Reproduce the full set of records verbatim.
───── Data shown
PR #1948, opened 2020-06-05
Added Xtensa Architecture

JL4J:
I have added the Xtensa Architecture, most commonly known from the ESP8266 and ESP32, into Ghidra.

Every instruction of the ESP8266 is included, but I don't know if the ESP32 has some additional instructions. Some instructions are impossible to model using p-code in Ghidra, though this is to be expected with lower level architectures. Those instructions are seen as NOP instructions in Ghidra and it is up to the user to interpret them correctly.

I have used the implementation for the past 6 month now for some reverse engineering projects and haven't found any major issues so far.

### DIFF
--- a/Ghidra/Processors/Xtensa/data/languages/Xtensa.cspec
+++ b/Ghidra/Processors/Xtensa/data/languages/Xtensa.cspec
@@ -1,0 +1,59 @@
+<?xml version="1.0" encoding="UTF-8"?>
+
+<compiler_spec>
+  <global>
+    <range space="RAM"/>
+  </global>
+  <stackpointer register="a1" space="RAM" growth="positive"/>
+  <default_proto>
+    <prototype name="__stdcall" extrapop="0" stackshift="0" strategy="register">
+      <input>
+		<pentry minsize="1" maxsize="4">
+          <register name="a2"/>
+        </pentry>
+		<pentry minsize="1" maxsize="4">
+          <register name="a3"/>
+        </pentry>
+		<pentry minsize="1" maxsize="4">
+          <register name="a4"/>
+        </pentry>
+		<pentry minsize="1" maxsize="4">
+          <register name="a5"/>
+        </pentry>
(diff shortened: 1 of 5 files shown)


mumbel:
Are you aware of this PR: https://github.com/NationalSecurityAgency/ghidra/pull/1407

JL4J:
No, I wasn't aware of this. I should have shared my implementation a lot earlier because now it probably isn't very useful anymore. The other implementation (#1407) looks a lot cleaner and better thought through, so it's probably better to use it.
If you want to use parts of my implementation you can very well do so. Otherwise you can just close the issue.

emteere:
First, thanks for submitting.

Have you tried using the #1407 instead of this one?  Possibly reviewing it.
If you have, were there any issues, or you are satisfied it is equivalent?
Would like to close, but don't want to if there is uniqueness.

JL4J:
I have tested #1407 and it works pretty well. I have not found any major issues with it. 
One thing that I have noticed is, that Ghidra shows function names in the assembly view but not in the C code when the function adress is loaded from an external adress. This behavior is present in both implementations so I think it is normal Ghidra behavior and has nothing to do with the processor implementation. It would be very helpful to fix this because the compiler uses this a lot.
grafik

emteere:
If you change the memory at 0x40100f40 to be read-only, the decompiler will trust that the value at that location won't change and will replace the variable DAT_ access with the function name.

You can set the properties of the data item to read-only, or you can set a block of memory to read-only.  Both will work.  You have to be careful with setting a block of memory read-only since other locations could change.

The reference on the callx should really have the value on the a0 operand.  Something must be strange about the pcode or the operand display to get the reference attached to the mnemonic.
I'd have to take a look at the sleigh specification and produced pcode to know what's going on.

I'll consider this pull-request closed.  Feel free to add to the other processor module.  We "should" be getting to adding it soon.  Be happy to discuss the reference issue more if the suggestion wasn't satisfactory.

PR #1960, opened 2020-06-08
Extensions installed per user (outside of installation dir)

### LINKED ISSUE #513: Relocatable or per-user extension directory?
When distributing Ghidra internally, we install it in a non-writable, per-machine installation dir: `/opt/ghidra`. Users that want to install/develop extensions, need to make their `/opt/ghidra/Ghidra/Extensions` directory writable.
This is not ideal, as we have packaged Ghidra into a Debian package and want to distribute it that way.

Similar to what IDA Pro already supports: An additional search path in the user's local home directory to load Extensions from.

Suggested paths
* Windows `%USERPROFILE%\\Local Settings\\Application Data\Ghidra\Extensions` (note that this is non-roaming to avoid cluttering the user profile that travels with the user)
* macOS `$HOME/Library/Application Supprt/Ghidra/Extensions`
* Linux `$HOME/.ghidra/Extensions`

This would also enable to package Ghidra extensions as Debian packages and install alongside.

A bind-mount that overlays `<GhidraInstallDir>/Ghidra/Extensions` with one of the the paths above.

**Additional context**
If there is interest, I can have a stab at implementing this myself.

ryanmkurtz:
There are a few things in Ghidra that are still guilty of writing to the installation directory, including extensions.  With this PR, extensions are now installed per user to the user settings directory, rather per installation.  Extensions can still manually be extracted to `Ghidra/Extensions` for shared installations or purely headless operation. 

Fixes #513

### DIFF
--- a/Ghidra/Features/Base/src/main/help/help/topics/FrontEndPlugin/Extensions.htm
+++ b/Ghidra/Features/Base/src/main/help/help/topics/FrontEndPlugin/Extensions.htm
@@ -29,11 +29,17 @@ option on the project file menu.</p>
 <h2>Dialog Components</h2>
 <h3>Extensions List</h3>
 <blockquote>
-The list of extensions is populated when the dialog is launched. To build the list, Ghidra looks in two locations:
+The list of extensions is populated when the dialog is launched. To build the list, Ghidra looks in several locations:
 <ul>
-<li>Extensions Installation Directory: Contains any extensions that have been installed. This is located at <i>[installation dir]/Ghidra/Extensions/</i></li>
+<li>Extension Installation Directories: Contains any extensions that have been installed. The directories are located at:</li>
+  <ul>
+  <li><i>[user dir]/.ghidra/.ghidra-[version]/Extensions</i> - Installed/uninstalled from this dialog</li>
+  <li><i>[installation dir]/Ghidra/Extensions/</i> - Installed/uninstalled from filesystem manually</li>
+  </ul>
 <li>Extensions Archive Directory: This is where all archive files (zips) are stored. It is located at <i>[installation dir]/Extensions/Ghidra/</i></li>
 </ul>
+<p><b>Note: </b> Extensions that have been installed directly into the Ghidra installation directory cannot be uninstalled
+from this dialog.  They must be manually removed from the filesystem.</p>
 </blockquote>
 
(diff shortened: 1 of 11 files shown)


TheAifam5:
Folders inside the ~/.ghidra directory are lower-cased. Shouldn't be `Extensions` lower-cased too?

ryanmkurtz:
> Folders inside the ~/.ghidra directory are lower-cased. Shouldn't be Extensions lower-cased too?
──────────
Response for this exercise:
PR #1948, opened 2020-06-05
Added Xtensa Architecture

JL4J:
I have added the Xtensa Architecture, most commonly known from the ESP8266 and ESP32, into Ghidra.

Every instruction of the ESP8266 is included, but I don't know if the ESP32 has some additional instructions. Some instructions are impossible to model using p-code in Ghidra, though this is to be expected with lower level architectures. Those instructions are seen as NOP instructions in Ghidra and it is up to the user to interpret them correctly.

I have used the implementation for the past 6 month now for some reverse engineering projects and haven't found any major issues so far.

### DIFF
--- a/Ghidra/Processors/Xtensa/data/languages/Xtensa.cspec
+++ b/Ghidra/Processors/Xtensa/data/languages/Xtensa.cspec
@@ -1,0 +1,59 @@
+<?xml version="1.0" encoding="UTF-8"?>
+
+<compiler_spec>
+  <global>
+    <range space="RAM"/>
+  </global>
+  <stackpointer register="a1" space="RAM" growth="positive"/>
+  <default_proto>
+    <prototype name="__stdcall" extrapop="0" stackshift="0" strategy="register">
+      <input>
+		<pentry minsize="1" maxsize="4">
+          <register name="a2"/>
+        </pentry>
+		<pentry minsize="1" maxsize="4">
+          <register name="a3"/>
+        </pentry>
+		<pentry minsize="1" maxsize="4">
+          <register name="a4"/>
+        </pentry>
+		<pentry minsize="1" maxsize="4">
+          <register name="a5"/>
+        </pentry>
(diff shortened: 1 of 5 files shown)


mumbel:
Are you aware of this PR: https://github.com/NationalSecurityAgency/ghidra/pull/1407

JL4J:
No, I wasn't aware of this. I should have shared my implementation a lot earlier because now it probably isn't very useful anymore. The other implementation (#1407) looks a lot cleaner and better thought through, so it's probably better to use it.
If you want to use parts of my implementation you can very well do so. Otherwise you can just close the issue.

emteere:
First, thanks for submitting.

Have you tried using the #1407 instead of this one?  Possibly reviewing it.
If you have, were there any issues, or you are satisfied it is equivalent?
Would like to close, but don't want to if there is uniqueness.

JL4J:
I have tested #1407 and it works pretty well. I have not found any major issues with it. 
One thing that I have noticed is, that Ghidra shows function names in the assembly view but not in the C code when the function adress is loaded from an external adress. This behavior is present in both implementations so I think it is normal Ghidra behavior and has nothing to do with the processor implementation. It would be very helpful to fix this because the compiler uses this a lot.
grafik

emteere:
If you change the memory at 0x40100f40 to be read-only, the decompiler will trust that the value at that location won't change and will replace the variable DAT_ access with the function name.

You can set the properties of the data item to read-only, or you can set a block of memory to read-only.  Both will work.  You have to be careful with setting a block of memory read-only since other locations could change.

The reference on the callx should really have the value on the a0 operand.  Something must be strange about the pcode or the operand display to get the reference attached to the mnemonic.
I'd have to take a look at the sleigh specification and produced pcode to know what's going on.

I'll consider this pull-request closed.  Feel free to add to the other processor module.  We "should" be getting to adding it soon.  Be happy to discuss the reference issue more if the suggestion wasn't satisfactory.

PR #1960, opened 2020-06-08
Extensions installed per user (outside of installation dir)

### LINKED ISSUE #513: Relocatable or per-user extension directory?
When distributing Ghidra internally, we install it in a non-writable, per-machine installation dir: `/opt/ghidra`. Users that want to install/develop extensions, need to make their `/opt/ghidra/Ghidra/Extensions` directory writable.
This is not ideal, as we have packaged Ghidra into a Debian package and want to distribute it that way.

Similar to what IDA Pro already supports: An additional search path in the user's local home directory to load Extensions from.

Suggested paths
* Windows `%USERPROFILE%\\Local Settings\\Application Data\Ghidra\Extensions` (note that this is non-roaming to avoid cluttering the user profile that travels with the user)
* macOS `$HOME/Library/Application Supprt/Ghidra/Extensions`
* Linux `$HOME/.ghidra/Extensions`

This would also enable to package Ghidra extensions as Debian packages and install alongside.

A bind-mount that overlays `<GhidraInstallDir>/Ghidra/Extensions` with one of the the paths above.

**Additional context**
If there is interest, I can have a stab at implementing this myself.

ryanmkurtz:
There are a few things in Ghidra that are still guilty of writing to the installation directory, including extensions.  With this PR, extensions are now installed per user to the user settings directory, rather per installation.  Extensions can still manually be extracted to `Ghidra/Extensions` for shared installations or purely headless operation. 

Fixes #513

### DIFF
--- a/Ghidra/Features/Base/src/main/help/help/topics/FrontEndPlugin/Extensions.htm
+++ b/Ghidra/Features/Base/src/main/help/help/topics/FrontEndPlugin/Extensions.htm
@@ -29,11 +29,17 @@ option on the project file menu.</p>
 <h2>Dialog Components</h2>
 <h3>Extensions List</h3>
 <blockquote>
-The list of extensions is populated when the dialog is launched. To build the list, Ghidra looks in two locations:
+The list of extensions is populated when the dialog is launched. To build the list, Ghidra looks in several locations:
 <ul>
-<li>Extensions Installation Directory: Contains any extensions that have been installed. This is located at <i>[installation dir]/Ghidra/Extensions/</i></li>
+<li>Extension Installation Directories: Contains any extensions that have been installed. The directories are located at:</li>
+  <ul>
+  <li><i>[user dir]/.ghidra/.ghidra-[version]/Extensions</i> - Installed/uninstalled from this dialog</li>
+  <li><i>[installation dir]/Ghidra/Extensions/</i> - Installed/uninstalled from filesystem manually</li>
+  </ul>
 <li>Extensions Archive Directory: This is where all archive files (zips) are stored. It is located at <i>[installation dir]/Extensions/Ghidra/</i></li>
 </ul>
+<p><b>Note: </b> Extensions that have been installed directly into the Ghidra installation directory cannot be uninstalled
+from this dialog.  They must be manually removed from the filesystem.</p>
 </blockquote>
 
(diff shortened: 1 of 11 files shown)


TheAifam5:
Folders inside the ~/.ghidra directory are lower-cased. Shouldn't be `Extensions` lower-cased too?

ryanmkurtz:
> Folders inside the ~/.ghidra directory are lower-cased. Shouldn't be Extensions lower-cased too?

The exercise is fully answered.